C. But while we’re thinking about His return, let’s consider one further way it should
influence us.
1. It should affect the way we live now.
2. It should especially affect us with regard to how we are conducting ourselves as
His people in light of our present disagreement.
3. Richard Baxter once wrote, “If we saw God, and heaven, and hell before us,
don’t you think it would effectively reconcile our differences and heal our
unbrotherly exasperations and divisions? Wouldn’t it hold back the hands that
itch to be using violence against those who do not agree with them in
everything? How many empty controversies would it reconcile! As the arrival
of the teacher ends the fight among the school boys; so the sight of God would
frighten us from contentions or uncharitable violence.”
4. Jesus once said to His disciples, “And do not fear those who kill the body, but
are unable to kill the soul; but rather fear Him who is able to destroy both soul
and body in hell” (Matt. 10:28).
5. The Lord is the One we will one day give an account to for our actions.

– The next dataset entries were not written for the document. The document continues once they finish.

Issue #500, opened 2019-04-22
User configurable interaction policy


srussking:
The new interaction "allow-when-focused" policy which allows for scrolling over the model is cool, however, for my purposes it is a difficult to convey to the user, also it seems to get reset every time the user "fullscreens" the app or contracts (possibly this is due to our putting it into an iframe, unknown...).

I am wondering if it is possible to have that be an attribute that is passed in. i.e. <model-viewer ... interaction-policy="always-allow" />

Not familiar enough with the code to submit a pr for that but seems like it should be easy enough to add and be inline with the current strategy.

Just a suggestion though.

cdata:
Thanks for the feedback!

Yes, we want to make most of the controls constraints configurable as public API (a similar issue in this area is #458 ). I would say that the main thing we need to decide is the shape of the API.

`interaction-policy` is a reasonable name for an attribute that controls this, although I would love to hear ideas from other folks in the community if they have any.

For your specific use case @srussking it might help mitigate the problem if you manually re-focus the `<model-viewer>` when fullscreen state changes e.g., by calling `yourModelViewer.focus()`.

But in general I agree that we need to support changing the interaction policy because the default is best for non-fullscreen use cases.

srussking:
Cool, wanted to update this in case anyone else has this issue. Moving the fullscreen div inside the model-viewer made this issue less problematic, such that now fullscreen and back to normal keeps the focus on the model viewer...

Cheers

cdata:
I also want to call out that this is related to https://github.com/GoogleWebComponents/model-viewer/issues/479 which would enable a less strict heuristic for enabling interaction that might serve as a middle-ground between "always" and "only when focused."

cdata:
This has been fixed in #621

Issue #479, opened 2019-04-08
Implement better heuristic to enable user interactions than basic focus


cdata:
As of #288 , we began blocking user interaction unless a `<model-viewer>` has focus. This enables users to interact with the page in more natural ways (such as scrolling while passing over `<model-viewer>`) at the cost of requiring explicit interaction to focus `<model-viewer>` before the controls would work.

@mrdoob immediately pointed out that this was not very intuitive when interacting, especially on mobile. @yuinchien also pointed out the same, and has prototyped some potential alternative heuristics to decide if `<model-viewer>` should be interactive.

This issue covers discussion and work necessary to enable improved detection of explicit user interactions with `<model-viewer>` so that it feels intuitive without disrupting other activities such as scrolling the page.

yuinchien:
I played with horizontal gesture detection on <model-viewer>, as @cdata pointed out, most of the mobile page scroll is vertical, allowing auto-focus to happen when detecting user interaction feels a lot more accessible. 

```
const modelViewer = $('#demo-1');
let startX;
let startY;
let isFocused = false;
const THRESHOLD_X = 30;

function onTouchStart(e) {
  let touchobj = e.changedTouches[0];
  startX = touchobj.pageX;
  startY = touchobj.pageY;
}

function onTouchMove(e) {
  let touchobj = e.changedTouches[0];
  if( Math.abs(touchobj.pageX-startX)>THRESHOLD_X && !isFocused) {
      modelViewer.focus();
  }
}

function onFocus() {
  isFocused = true;
}
function onBlur() {
  isFocused = false;
}

modelViewer.addEventListener("focus", onFocus);
modelViewer.addEventListener("blur", onBlur);
modelViewer.addEventListener("touchstart", onTouchStart, false);
modelViewer.addEventListener("touchmove", onTouchMove, false);
```

elalish:
On a related note, we also have the inverse problem: when the <model-viewer> element covers the whole screen on mobile (either because it's big, or because the user zoomed the page on it before it got focus), then once it gets focus it is impossible to scroll the page, because all touch events are routed to rotating and zooming the model and there is no way to defocus.

elalish:
[...]

PR #621, opened 2019-06-11
Change default interaction policy to always-allow

pushmatrix:
From all of our user testing it seems clear that requiring focus on mobile to interact is not intuitive. @mrdoob said the same thing over at https://github.com/GoogleWebComponents/model-viewer/issues/479.

I do think we need a better heuristic for mobile (https://github.com/GoogleWebComponents/model-viewer/issues/479), and we should have the interaction policy be configurable (https://github.com/GoogleWebComponents/model-viewer/issues/500), but a sensible default should favor making it easy to interact with.

Thoughts?

### DIFF
--- a/index.html
+++ b/index.html
@@ -183,6 +183,14 @@
               any value between 20 and 45 degrees. Defaults to "45deg".</p>
             </li>
             <li>
+              <div>interaction-policy</div>
+              <p>Allows you to change whether the viewer requires focus before interacting with it.
+              If set to "allow-when-focused", the user must focus on the viewer (click / tap)
+              before being able to control it. If set to "always-allow", the user can 
+              control it even if the viewer is not the focused element on the page. 
+              Defaults to "always-allow".</p>
+            </li>
+            <li>
               <div>interaction-prompt</div>
               <p>Allows you to change the conditions under which the visual and
               audible interaction prompt will display. Allowed values are "auto"
--- a/src/features/controls.ts
+++ b/src/features/controls.ts
@@ -32,11 +32,18 @@ export interface SphericalPosition {
 }
 
 export type InteractionPromptStrategy = 'auto'|'when-focused';
+export type InteractionPolicy = 'always-allow'|'allow-when-focused';
 
 const InteractionPromptStrategy:
     {[index: string]: InteractionPromptStrategy} = {
       AUTO: 'auto',
       WHEN_FOCUSED: 'when-focused'
+    };
+
+const InteractionPolicy:
+    {[index: string]: InteractionPolicy} = {
+      ALWAYS: 'always-allow',
+      WHEN_FOCUSED: 'allow-when-focused'
     };
 
 export const DEFAULT_CAMERA_ORBIT = '0deg 75deg auto';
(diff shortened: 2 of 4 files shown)


cdata:
This looks good. I think I would like to see this paired with a way for folks to opt-in to requiring focus until such time as we implement #479 . LMK if you have time to add an attribute for that, otherwise I can layer it on!

pushmatrix:
I can likely handle it, but it will be next week.

pushmatrix:
@cdata I added in the attribute **interaction-policy** so users can opt-in to requiring focus. This name came from the internal attribute that is currently being used.

- Is interaction-policy a good name for an attribute? Or should it be something like **require-focus** and have that just be a true/false? 

- SmoothControls.ts and Controls.ts now both define the same InteractionPolicy. Doesn't seem DRY to me. Thoughts?

cdata:
`interaction-policy` is a good name. I think attributes with explicit values are better than boolean attributes without values in a lot of cases (for the same reason that boolean method parameters are usually not ideal).

Agreed, there is a bit of repetition here. I think in the long-run, `interaction-policy` will be evolved or deprecated as we land on some solid built-in heuristics for interaction detection e.g. #479

src/features/controls.ts
```diff
@@ -32,13 +32,20 @@ export interface SphericalPosition {
...
 
 const InteractionPromptStrategy:
     {[index: string]: InteractionPromptStrategy} = {
       AUTO: 'auto',
       WHEN_FOCUSED: 'when-focused'
     };
 
+const InteractionPolicy:
+    {[index: string]: InteractionPolicy} = {
+      ALWAYS: 'always-allow',
```
cdata: Change `ALWAYS` to `ALWAYS_ALLOW`

src/features/controls.ts
```diff
@@ -207,6 +219,11 @@ export const ControlsMixin = (ModelViewerElement:
             }
           }
 
+          if (changedProperties.has('interactionPolicy')) {
+            const interactionPolicy = this.interactionPolicy;
+            controls.applyOptions({interactionPolicy});
```
cdata: 👍

src/three-components/SmoothControls.ts
```diff
@@ -54,7 +54,7 @@ export const DEFAULT_OPTIONS = Object.freeze<SmoothControlsOptions>({
   minimumFov: 20,
   maximumFov: 45,
   eventHandlingBehavior: 'prevent-all',
-  interactionPolicy: 'allow-when-focused'
+  interactionPolicy: 'always-allow'
```
cdata: 👍

index.html
```diff
@@ -182,6 +182,14 @@ <h3 class="grouping-title">Attributes</h3>
               units in both degrees and radians (e.g., "30deg" or "0.5rad"). Accepts
               any value between 20 and 45 degrees. Defaults to "45deg".</p>
             </li>
+            <li>
+              <div>interaction-policy</div>
```
cdata: 💯

pushmatrix:
Changes made :)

6. May it please Him to give us the grace to repent from all of our sins, so that we
may stand before Him on the day perfect and complete in Christ.
7. John writes, “Beloved, now we are children of God, and it has not appeared as
yet what we shall be. We know that, when He appears, we shall be like Him,
because we shall see Him just as He is. And everyone who has this hope fixed
on Him purifies himself, just as He is pure” (1 John 3:2-3). Amen.